**Data in this exercise**
PR #5091, opened 2026-08-05
Add MLX as a framework annotation

choipilkyu:
Adds `MLX` to the `FRAMEWORKS` literal, alongside the other alternative runtimes already there (`GGUF`, `ONNX`, `OpenVINO`), and maps the HuggingFace `mlx` tag in `_get_frameworks_from_hf_tags`.

The Hub derives `mlx` from repository contents the same way it derives `gguf` and `openvino`, so without the mapping `ModelMeta.from_hub()` silently drops it:

```python
ModelMeta._get_frameworks_from_hf_tags("mlx-community/kanana-2-3b-instruct-4bit")
# before: ['safetensors']
# after:  ['safetensors', 'MLX']
```

Three lines, no new dependency, no new models.

<details>
<summary>This PR originally registered three MLX conversions of Nemotron-3-Embed-1B as models; that part has been dropped.</summary>

The original version added `ModelMeta` entries for the bf16/8-bit/4-bit MLX builds together with a custom encoder and an `mlx` optional dependency. Per the discussion below, one reference implementation per model is the invariant worth protecting, and runtime variants of a single checkpoint should not occupy separate leaderboard rows. Those parts are removed; only the annotation remains.

</details>


ayush1298:
@Samoed @KennethEnevoldsen I don't think we should add MLX versions of a model as separate models. What's your thought on this?

Samoed:
I think we can add it as a separete model

mteb/models/model_implementations/nemotron_mlx_models.py
```diff
@@ -0,0 +1,256 @@
...
+            ) * _MASK_BIAS
+            for layer in self.layers:
+                hidden = layer(hidden, attn_scale, mask=padding_mask)
+            hidden = self.norm(hidden).astype(mx.float32)
+
+            mask = attention_mask[:, :, None].astype(mx.float32)
+            pooled = (hidden * mask).sum(axis=1) / mask.sum(axis=1)
+            return pooled / mx.linalg.norm(pooled, axis=-1, keepdims=True)
+
+    return NemotronEmbedModel(ModelArgs.from_dict(config))
```
Samoed: I'm not familiar with mlx. Is it possible to add code to use it with `trust_remote_code=True`

KennethEnevoldsen:
Hmm I am not sure we want multiple implementations of the same models (if they disagree on a task we need a reference. We only want one reference). We can def. add MLX as a framework annotation. 

While MLX, OpenVINO, and vLLM maintainers can use MTEB to ensure their implementations match the reference (and users can as well), I am not sure these are the models we want to maintain. We already have plenty degrees of freedom (OS, flash-attention, torch version etc.) I am not sure adding more is the most productive direction.

I am also not sure it makes for a very pleasant experience as a user of the leaderboard (if the top 5 is simply versions of one model)

Let me know what you think

Edit: one option might be to add it as an experiment

Samoed:
> Edit: one option might be to add it as an experiment

I think about experiments more like parameter configurations. The current setup will be difficult to implement as an experiment, because these are different models.

choipilkyu:
Thanks all — that's a fair call, and the leaderboard point in particular convinces me: three runtime variants of one checkpoint competing for rank is not what the board is for, and "one reference per model" is the right invariant to protect.

I've dropped the three `ModelMeta` entries, the custom loader, and the `mlx` optional dependency. What's left is only the annotation @KennethEnevoldsen said was fine: `MLX` in the `FRAMEWORKS` literal, and the `mlx` HF tag in `_get_frameworks_from_hf_tags` so `ModelMeta.from_hub()` stops silently dropping it. Three lines, no new dependency, no new models.

On using MTEB to check a runtime against the reference — that's exactly what I'll use it for on my side; those agreement numbers belong on the model card, not the leaderboard.

Happy to close this entirely if you'd rather not carry even the annotation.

ayush1298:
Can you also add entry to frameworks in `modelmeta` for MLX

choipilkyu:
@ayush1298 That is what the PR is now — after dropping the model entries it is only that annotation, in two places in `model_meta.py`:

```diff
 FRAMEWORKS = Literal[
     ...
     "OpenVINO",
     "Transformers",
+    "MLX",
 ]
```

```diff
         tag_to_framework: dict[str, FRAMEWORKS] = {
             ...
             "gguf": "GGUF",
             "openvino": "OpenVINO",
+            "mlx": "MLX",
         }
```

The second one is what makes it useful today: the Hub derives an `mlx` tag from repository contents the same way it derives `gguf` and `openvino`, so without the mapping `ModelMeta.from_hub()` drops it silently:

```python
ModelMeta._get_frameworks_from_hf_tags("mlx-community/kanana-2-3b-instruct-4bit")
# before: ['safetensors']
# after:  ['safetensors', 'MLX']
```

Whole diff is 5 added lines, no new dependency and no new models. If you were looking at the original version of this PR, it registered three MLX conversions as models as well — that part is gone. Happy to rebase if it has drifted, and equally happy to close it if the annotation on its own isn't wanted.

ayush1298:
@choipilkyu what I meant was, can you add MLX as a framework in `Nemotron-3-Embed-1B` model's modelmeta, specifically here:  https://github.com/embeddings-benchmark/mteb/blob/98f3b8f24e0803d6ee63c6ddc99d5ba882ab7f36/mteb/models/model_implementations/nvidia_models.py#L721

KennethEnevoldsen (commented):
This updated PR looks good, but if we add it, we should also go through the models and annotate those that support MLX (otherwise this doesn't add much)

PR #5094, opened 2026-08-05
model: add VideoMAE video encoders

hubielu:
Three VideoMAE video-only encoders: videomae-base, videomae-large, videomae-base-finetuned-kinetics. Proposed in #4842. TimeSformer split into #5100 per review.

Drafted with Claude; I ran and verified everything below.

VideoMAE v1 rather than v2, since VideoMAEv2 is not implemented in transformers and I took that as the bar from Samoed's comment on VJepa2.1.

**Results.** HMDB51Clustering, one of the datasets in VideoMAE's transfer table, v_measure: videomae-base (self-supervised) 0.4079, videomae-base-finetuned-kinetics 0.6996. Not a reproduction, since the paper fine-tunes the whole model on HMDB51 while mteb fits on frozen embeddings. Worth flagging for the leaderboard that the self-supervised checkpoint scores well below the finetuned one.

**Weight loading.** transformers v4 stored VideoMAE's query and value biases as separate q_bias and v_bias parameters, which is how every published checkpoint is saved. v5 refactored to standard Linear layers and ships no mapping for the old names, so those biases load as zeros with no error raised. The wrapper copies them back from the checkpoint and skips itself on v4 or on any version that loads them correctly.

**Other details.** VideoMAE has no CLS token and its head averages over tokens, so the wrapper mean-pools and returns the encoder output. num_frames comes from config.num_frames since the temporal position embeddings are not interpolated.

The K400 tasks are declared in training_datasets: pre-training used Kinetics-400 videos without labels, and the finetuned checkpoint is supervised on them.

mteb mock-run passes 4/4 video tasks on all three checkpoints.


mteb/models/model_implementations/videomae_timesformer.py
```diff
@@ -0,0 +1,507 @@
...
+        def tensors() -> dict[str, torch.Tensor]:
+            nonlocal state_dict
+            if state_dict is None:
+                state_dict = _load_checkpoint_tensors(self.model_name, self.revision)
+            return state_dict
+
+        self._restore_qkv_bias(tensors)
+        self._load_fc_norm(tensors)
+
+    def _restore_qkv_bias(self, tensors: Any) -> None:
```
Samoed: Why this is needed? I didn't find this in their examples

mteb/models/model_implementations/videomae_timesformer.py
```diff
@@ -0,0 +1,507 @@
...
+    VideoMAE has no CLS token, so pooling is a mean over the token axis.
+    """
+
+    def _post_load(self) -> None:
+        state_dict: dict[str, torch.Tensor] | None = None
+
+        def tensors() -> dict[str, torch.Tensor]:
+            nonlocal state_dict
+            if state_dict is None:
+                state_dict = _load_checkpoint_tensors(self.model_name, self.revision)
```
Samoed: Why are you not using `_load_checkpoint_tensors`?

mteb/models/model_implementations/videomae_timesformer.py
```diff
@@ -0,0 +1,507 @@
...
+#
+# Every published TimeSformer checkpoint is supervised-finetuned on
+# Kinetics-400, Kinetics-600, or Something-Something V2. There is no
+# pretrained-only variant, so the corresponding mteb tasks are declared in
+# `training_datasets` for all of them.
+# ---------------------------------------------------------------------------
+
+timesformer_base_k400 = ModelMeta(
+    loader=TimesformerWrapper,
+    name="facebook/timesformer-base-finetuned-k400",
```
Samoed: I think this better to move to other file and separete PR

mteb/models/model_implementations/videomae_timesformer.py
hubielu: Because transformers 5.x silently drops those weights, ie, loading videomae-base on 5.14.1 prints:

encoder.layer.{0...11}.attention.attention.query.bias | MISSING
encoder.layer.{0...11}.attention.attention.key.bias   | MISSING
encoder.layer.{0...11}.attention.attention.value.bias | MISSING

4.x stored them as q_bias/v_bias alongside bias=False Linears; 5.x switched to standard Linears with their own biases and shipped no conversion mapping, so every published checkpoint loses them and gets zeros. It isn't in upstream's examples because those predate the 5.x rewrite. Effect is small but real, 0.4037 vs 0.4079 on HMDB51Clustering. The code no-ops when the biases load correctly, so it covers 4.x and any future upstream fix.

fc_norm is the same class of problem: VideoMAEModel only keeps the final LayerNorm when use_mean_pooling is False. The finetuned checkpoints set it True, moving that LayerNorm onto the classification head where AutoModel discards it, so without loading it the self-supervised and finetuned checkpoints would run through different pipelines.

mteb/models/model_implementations/videomae_timesformer.py
hubielu: Done, TimeSformer is now in #5100 with its own file. This PR is now VideoMAE only.

mteb/models/model_implementations/videomae_timesformer.py
hubielu: Good catch, no reason for the wrapper. Fixed in 74bd275 to call _load_checkpoint_tensors directly.

mteb/models/model_implementations/videomae_timesformer.py
Samoed: > Because transformers 5.x silently drops those weights

Can you pin to transformers version that don't need this then?

hubielu: Yep, pinned the VideoMAE models to the existing transformers-v4 requirement (transformers<5) and removed the q/v bias restoration. Verified the checkpoints load on transformers 4.57.6 without it. I kept the fc_norm handling since that's independent of the attention change.

mteb/models/model_implementations/videomae_models.py
```diff
@@ -0,0 +1,283 @@
...
+            num_frames if num_frames is not None else self.model.config.num_frames
+        )
+        if self.num_frames != self.model.config.num_frames:
+            raise ValueError(
+                f"{model_name} was trained with {self.model.config.num_frames} frames "
+                f"per clip, but num_frames={self.num_frames} was requested."
+            )
+
+    def _load_fc_norm(self, state_dict: dict[str, torch.Tensor]) -> None:
+        """Load the final LayerNorm when it lives on the classification head.
```
Samoed: I don't think you need classification head since you're taking embeddings before it

hubielu: Good call, removed.

mteb/models/model_implementations/videomae_models.py
```diff
@@ -0,0 +1,224 @@
...
+        # and transformers does not interpolate it, so the config is the source
+        # of truth rather than a per-ModelMeta constant.
+        self.num_frames = (
+            num_frames if num_frames is not None else self.model.config.num_frames
+        )
+        if self.num_frames != self.model.config.num_frames:
+            raise ValueError(
+                f"{model_name} was trained with {self.model.config.num_frames} frames "
+                f"per clip, but num_frames={self.num_frames} was requested."
+            )
```
Samoed, line 97:
```suggestion
        if self.num_frames != self.model.config.num_frames:
            logger.warning(
                f"{model_name} was trained with {self.model.config.num_frames} frames "
                f"per clip, but num_frames={self.num_frames} was requested."
            )
```

hubielu:
@Samoed anything outstanding here?

mteb/models/model_implementations/videomae_models.py
```diff
@@ -0,0 +1,227 @@
...
+            "cuda"
+            if torch.cuda.is_available()
+            else "mps"
+            if torch.backends.mps.is_available()
+            else "cpu"
+        )
+
+        self.processor = AutoImageProcessor.from_pretrained(
+            model_name, revision=revision
+        )
```
Samoed: Seems that this model supports processing both images and video. For video `VideoProcessor` should be used

hubielu: This conflicts with the v4 pin on this PR

On 5.14.1 you're right, videomae is in VIDEO_PROCESSOR_MAPPING_NAMES and AutoVideoProcessor resolves to VideoMAEVideoProcessor. On 4.x it isn't registered at all, so that call raises

The pin is there because v5 silently drops q_bias/v_bias. So it's either the v4 pin with AutoImageProcessor as it is now, or drop the pin, target v5 with AutoVideoProcessor, and restore the biases in the wrapper.

Which would you prefer?

Samoed: Can you compare performance?

hubielu: Switched to AutoVideoProcessor and dropped the v4 pin

Same score, and faster. HMDB51Clustering v_measure on videomae-base:

| transformers | processor | q/v biases | v_measure | encode |
|---|---|---|---|---|
| 4.52.4 (pinned) | AutoImageProcessor | native | 0.407616 | 12m00 |
| 5.14.1 | AutoVideoProcessor | restored | 0.407899 | 5m48 |
| 5.14.1 | AutoImageProcessor | restored | 0.407899 | 6m21 |

The bottom two are identical to 6dp, so the processor class doesn't affect the score, and VideoProcessor is the fastest. q_bias/v_bias are restored in the wrapper instead of relying on the pin, so the models now run in the default environment.

videomae-base-finetuned-kinetics is 0.699565 under the new config

Samoed: Should you pin then `transformers>5`?

hubielu: Added transformers-v5 = ["transformers>=5"]

Samoed (approved):

PR #5100, opened 2026-08-07
model: add TimeSformer video encoders

hubielu:
Three TimeSformer checkpoints: timesformer-base-finetuned-k400, timesformer-base-finetuned-ssv2, timesformer-hr-finetuned-k400. Split out of #5094 at @Samoed's suggestion.

Drafted with Claude; I ran and verified everything below.

**Results.** HMDB51Clustering v_measure for timesformer-base-finetuned-k400: 0.7287.

TimeSformer prepends a CLS token and its classification head reads last_hidden_state[:, 0], so the wrapper pools the same way rather than averaging.

I use AutoImageProcessor rather than AutoVideoProcessor, since TimesformerVideoProcessor only exists in transformers 5.x while mteb supports 4.40 and up. It also matters for correctness: that class defaults to ImageNet mean and std, while every checkpoint config declares VideoMAEImageProcessor with its own values. Frames are passed as HWC lists because a list of 4D tensors trips make_batched on the v4 slow processor.

num_frames comes from config.num_frames, 8 for base and 16 for hr, since the temporal position embeddings are not interpolated.

Every published TimeSformer checkpoint is supervised on Kinetics-400, Kinetics-600, or Something-Something V2; there is no pretrained-only variant, so those tasks are declared in training_datasets. Worth knowing for the leaderboard, since running these on Kinetics400V measures label memorisation.

mteb mock-run passes 4/4 video tasks on all three.

### DIFF
--- a/mteb/models/model_implementations/timesformer_models.py
+++ b/mteb/models/model_implementations/timesformer_models.py
@@ -94,16 +94,7 @@ class TimesformerWrapper(AbsEncoder):
         embeddings = []
         for batch in tqdm(inputs, desc="Encoding", disable=not show_progress_bar):
             videos = batch["video"]
-            padded = [
-                torch.cat(
-                    [v, v[-1:].expand(self.num_frames - v.shape[0], *v.shape[1:])],
-                    dim=0,
-                )
-                if v.shape[0] < self.num_frames
-                else v[: self.num_frames]
-                for v in videos
-            ]
-            processed = self.processor(padded, return_tensors="pt").to(self.device)
+            processed = self.processor(videos, return_tensors="pt").to(self.device)
 
             outputs = self.model(**processed)
             embeddings.append(outputs.last_hidden_state[:, 0].cpu())
--- a/mteb/models/model_implementations/timesformer_models.py
+++ b/mteb/models/model_implementations/timesformer_models.py
@@ -94,7 +94,11 @@ class TimesformerWrapper(AbsEncoder):
         embeddings = []
         for batch in tqdm(inputs, desc="Encoding", disable=not show_progress_bar):
             videos = batch["video"]
-            processed = self.processor(videos, return_tensors="pt").to(self.device)
+            # Explicit list-of-videos-of-frames in HWC. A list of 4D tensors trips
+            # `make_batched` on the v4 slow processor, which treats the whole batch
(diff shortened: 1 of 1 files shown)


mteb/models/model_implementations/timesformer_models.py
```diff
@@ -0,0 +1,219 @@
...
+            videos = batch["video"]
+            padded = [
+                torch.cat(
+                    [v, v[-1:].expand(self.num_frames - v.shape[0], *v.shape[1:])],
+                    dim=0,
+                )
+                if v.shape[0] < self.num_frames
+                else v[: self.num_frames]
+                for v in videos
+            ]
```
Samoed: Why padding is needed? This won't by done by processor?

mteb/models/model_implementations/timesformer_models.py
```diff
@@ -0,0 +1,219 @@
...
+    model_type=["dense"],
+    citation=_TIMESFORMER_CITATION,
+    contacts=None,
+    output_dtypes=None,
+    extra_requirements_groups=None,
+)
+
+timesformer_hr_k400 = ModelMeta(
+    loader=TimesformerWrapper,
+    name="facebook/timesformer-hr-finetuned-k400",
```
Samoed, line 188: These models tuned for classification and I don't think this is worth to adding them

mteb/models/model_implementations/timesformer_models.py
hubielu: You're right that the extra padding isn't needed. FramesCollator(num_frames=self.num_frames) already selects exactly the required number of frames, so I removed the redundant padding/truncation before the processor.

mteb/models/model_implementations/timesformer_models.py
hubielu: Yeah, all three available TimeSformer checkpoints are classification-finetuned. Would you prefer that I drop the TimeSformer addition entirely?

hubielu: @Samoed Hi Samoed, just wanted to follow up on this one

Samoed: Yes, I don't think that we want to add it

PR #5102, opened 2026-08-07
fix: leaderboard partial split aggregation

### LINKED ISSUE #5101: Leaderboard handles partly existing results incorrectly
### Describe the bug

> Thanks for pointing out `validate_and_filter_scores=True`. I agree that strict validation is available when results are loaded explicitly with that option.
> 
> My concern is that this does not appear to be the behavior used in the public benchmark summary views:
> 
>  - When filtering directly to [`WebLINXCandidatesReranking`](https://mteb-leaderboard.hf.space/benchmark/MTEB(Multilingual%2C%20v2)?types=Reranking&tasks=WebLINXCandidatesReranking), Querit-4B is shown with a score of **30.87**, even though its result contains only `validation` and `test_iid`.
> 
> - When filtering only by [`Task Type = Reranking`](https://mteb-leaderboard.hf.space/benchmark/MTEB(Multilingual%2C%20v2)?types=Reranking), the displayed aggregate also includes this **30.87** as Querit-4B's WebLINX task score.
> 
> 
> Other models in the same leaderboard column, such as jina-reranker-v3, are represented by an average over all six splits. Therefore, the user-facing summary still compares numeric scores computed over different split sets, even though the task-level split view makes the missing results visible.
> 
> In other words, the missing-split information is available, but it does not prevent the incomplete aggregate from being displayed and used in the benchmark summary. A user looking only at the summary table would reasonably interpret these values as directly comparable.
> 
> Would it make sense for the leaderboard summary to use strict split validation by default? An incomplete result could either be excluded from the aggregate, shown as `NaN`, or displayed with a prominent incomplete-splits indicator instead of a normal numeric score.

By @terryqj0107 from https://github.com/embeddings-benchmark/mteb/issues/5092#issuecomment-5211590079

### To reproduce

In descriptioon

### Additional information

_No response_

No

Samoed:
Close https://github.com/embeddings-benchmark/mteb/issues/5101

Previously polars path didn't check if all splits/subsets are presented and averaged against non missing scores

Test on LB:
image


KennethEnevoldsen (approved):
Nothing to add here I think it looks good!

PR #5103, opened 2026-08-07
test: Remove gradio lb tests and ci

Samoed:
Since we moved to api leaderboard and we don't plan to maintain it I think we can remove tests and CI


isaac-chung (approved):

KennethEnevoldsen:
Do we want to completely remove the leaderboard? I suspect we might break it at some point without knowing?

Samoed:
> Do we want to completely remove the leaderboard?

I don't think so, at least for now. Maybe some users are using them locally for their private evalutations

>  I suspect we might break it at some point without knowing?

Yes, we might

PR #5108, opened 2026-08-08
Enable some ruff rules

ayush1298:
As part of issue #2416 

### Rules enabled

`W`, `ICN`, `PIE`, `PD`, `DTZ`, `SLOT`, `RSE`, `YTT`, `EXE`, `INT`, `ASYNC`

### Violations fixed (24 across 17 files)

| Rule | Fix | Where |
|---|---|---|
| `W291` trailing-whitespace | 7× trailing whitespace, all inside BibTeX citation strings | `ibm_granite_models.py`, `kalm_reranker.py`, `portuguese_models.py`, `querit_models.py` |
| `W605` invalid-escape-sequence | 4× invalid escape (`\(`, `\)`, `\[`, `\]` in a non-raw regex) — a real latent bug | `tests/test_models/test_model_meta.py:509` |
| `PIE790` unnecessary-placeholder | 5× unnecessary `pass` after a docstring | `mteb/_evaluators/evaluator.py`, `mteb/abstasks/abstask.py`, `mteb/types/_encoder_io.py`, `mteb/types/statistics.py`, `tests/mock_models.py` |
| `PIE810` multiple-starts-ends-with | 2× `startswith(a) or startswith(b)` → `startswith((a, b))` | `docs/overview/create_available_models.py:141`, `docs/overview/create_available_tasks.py:106` |
| `PIE794` duplicate-class-field-definition | `min_score`/`max_score` defined twice in the same class; dead lines removed, values unchanged | `mteb/tasks/sts/eng/sts_benchmark_sts.py:41-42` |
| `SLOT001` no-slots-in-tuple-subclass | Added `__slots__ = ()` to the `tuple` subclass (verified nothing assigns instance attrs) | `mteb/get_tasks.py:86` |
| `PD008` pandas-use-of-dot-at | `df.at` → `df.loc` | `tests/test_results/test_benchmark_results.py:199` |
| `DTZ005` call-datetime-now-without-tzinfo | 2× `datetime.now()` → `datetime.now(timezone.utc)` | `mteb/cache/result_cache.py:1231`, `mteb/deprecated_evaluator.py:562` |

`ICN`, `RSE`, `YTT`, `EXE`, `INT`, `ASYNC` had **zero** violations — enabled purely as regression guards.

### Behavior note

`DTZ005`: the branch-name timestamp is unaffected (`.timestamp()` yields the same epoch value either way), but the deprecated evaluator's error-log line now prints UTC instead of local time.

### DIFF
--- a/mteb/get_tasks.py
+++ b/mteb/get_tasks.py
@@ -84,6 +84,8 @@ _DEFAULT_PROPRIETIES = (
 class MTEBTasks(tuple[AbsTask]):
     """A tuple of tasks with additional methods to get an overview of the tasks."""
 
+    __slots__ = ()
+
     def __repr__(self) -> str:
         return "MTEBTasks" + super().__repr__()
 
--- a/docs/overview/create_available_models.py
+++ b/docs/overview/create_available_models.py
@@ -138,7 +138,7 @@ def required_memory_string(mem_in_mb: int | None) -> str:
 def format_model_entry(meta: ModelMeta) -> str:
     revision = meta.revision or "not specified"
     raw_license = meta.license or "not specified"
-    if raw_license.startswith("http://") or raw_license.startswith("https://"):
+    if raw_license.startswith(("http://", "https://")):
         license = f"[custom]({raw_license})"
     else:
         license = raw_license
--- a/docs/overview/create_available_tasks.py
+++ b/docs/overview/create_available_tasks.py
@@ -103,7 +103,7 @@ def format_task_entry(task: mteb.AbsTask) -> str:  # noqa: PLR0914
     if task.metadata.contributed_by:
         description += f" Contributed by {task.metadata.contributed_by}."
     raw_license = task.metadata.license or "not specified"
-    if raw_license.startswith("http://") or raw_license.startswith("https://"):
+    if raw_license.startswith(("http://", "https://")):
         license = f"[custom]({raw_license})"
     else:
         license = raw_license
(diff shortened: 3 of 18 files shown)


mteb/get_tasks.py
```diff
@@ -84,6 +84,8 @@ def _create_similar_tasks(tasks: Iterable[type[AbsTask]]) -> dict[str, list[str]
 class MTEBTasks(tuple[AbsTask]):
     """A tuple of tasks with additional methods to get an overview of the tasks."""
 
+    __slots__ = ()
```
Samoed, line 87: What rule this needed?

ayush1298: `SLOT001` rule, it was not in the issue list. I have added it as a memory fix.  A tuple subclass without `__slots__` gets a per-instance `__dict__` slot, which silently opts out of the thing you subclassed tuple for.

Samoed: Can you check if methods of `MTEBTasks` are working correctly?

ayush1298: All MTEBTasks methods work identically with and without `__slots__`: 

Method | Cases covered
-- | --
__repr__ | 4-element, single-element, empty
languages (property) | populated, empty
count_languages() | full Counter contents
to_markdown() | default, limit_n_entries=None, custom properties, empty
to_dataframe() | default, custom properties, empty (compared as JSON)
to_latex() | default, include_citation_in_name=False, group_indices=None, limit_n_entries=None, single, empty
_extract_property_from_task() | metadata field, task attribute, missing → KeyError
_limit_entries_in_cell() | list, set, under-limit, None limit

There are 3 intended differences:

Check | With __slots__ | Without
-- | -- | --
tasks.custom_attr = 1 | AttributeError | assigned silently
hasattr(tasks, "__dict__") | False | True
sys.getsizeof(...) | 72 B | 88 B

Samoed (approved):

KennethEnevoldsen (approved):

PR #5109, opened 2026-08-08
Add NSynth instrument family audio retrieval task

### LINKED ISSUE #4996: Add dataset: NSynth Instrument Family Retrieval

https://huggingface.co/datasets/mteb/nsynth-mini

### Arxiv link

https://arxiv.org/abs/1704.01279

This task constructs an audio → audio retrieval benchmark from the existing NSynth dataset using instrument-family labels.

Queries and corpus use instrument-disjoint splits, and qrels are derived from matching instrument families.

myang333:
## Summary

This PR adds `NSynthInstrumentFamilyA2ARetrieval`, an audio-to-audio retrieval task derived from the NSynth dataset.

The task evaluates instrument-family retrieval while keeping the specific instruments used for queries and corpus disjoint.

Closes #4996

## Construction

- Uses the `test` split of `mteb/nsynth-mini`
- Deduplicates by audio content before splitting: the source dataset stores a few physical recordings under several metadata rows (32 `brass_acoustic_046` rows spanning 19 pitches and 5 velocities share one waveform, and 2 `mallet_acoustic_047` rows share another), so one row per distinct waveform is kept, choosing the smallest `note_str` so the choice does not depend on row order
- Groups clips by instrument family and specific instrument
- Deterministically assigns whole instruments to either the query or corpus side
- Uses all remaining clips from the split without sampling
- Defines relevance by matching instrument family
- Produces 1,518 queries and 1,452 corpus items, with 300,105 qrels

## Task

- Modality: audio → audio
- Category: `a2a`
- Main score: `ndcg_at_10`
- 10 instrument families
- Instrument IDs are disjoint between query and corpus
- Unique audio count equals the row count on both the query and the corpus side
- Includes generated descriptive statistics

### DIFF
--- a/mteb/tasks/retrieval/zxx/n_synth_retrieval.py
+++ b/mteb/tasks/retrieval/zxx/n_synth_retrieval.py
@@ -1,12 +1,28 @@
 from __future__ import annotations
 
+import hashlib
 from collections import defaultdict
 
-from datasets import load_dataset
+from datasets import Audio, Dataset, load_dataset
 
 from mteb.abstasks.retrieval import AbsTaskRetrieval
 from mteb.abstasks.retrieval_dataset_loaders import RetrievalSplitData
 from mteb.abstasks.task_metadata import TaskMetadata
+
+
+def _audio_payload_hashes(ds: Dataset) -> list[str]:
+    """MD5 of the stored audio payload of every row.
+
+    Duplicate audio is defined in mteb as two clips whose decoded sample arrays
+    are byte-identical. Hashing the encoded payload instead avoids decoding the
+    whole split; for this pinned revision the two agree exactly (both leave 2970
+    distinct clips out of the 3002 test rows).
+    """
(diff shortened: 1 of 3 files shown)


mteb/tasks/retrieval/zxx/n_synth_retrieval.py
```diff
@@ -0,0 +1,154 @@
...
+                    if position % 2 == 0:
+                        query_indices.extend(indices)
+                        query_ids_per_family[family].extend(
+                            note_ids[i] for i in indices
+                        )
+                    else:
+                        corpus_indices.extend(indices)
+                        corpus_ids_per_family[family].extend(
+                            note_ids[i] for i in indices
+                        )
```
Samoed, line 135: I don't think creating dataset like this would have good quality. Maybe other task category would have better fit, e.g. clustering, zero shot, etc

**What to produce**
Search the listing for the word "declared". Copy every line in which it occurs.

**Response below**
The K400 tasks are declared in training_datasets: pre-training used Kinetics-400 videos without labels, and the finetuned checkpoint is supervised on them.
+# pretrained-only variant, so the corresponding mteb tasks are declared in
Every published TimeSformer checkpoint is supervised on Kinetics-400, Kinetics-600, or Something-Something V2; there is no pretrained-only variant, so those tasks are declared in training_datasets. Worth knowing for the leaderboard, since running these on Kinetics400V measures label memorisation.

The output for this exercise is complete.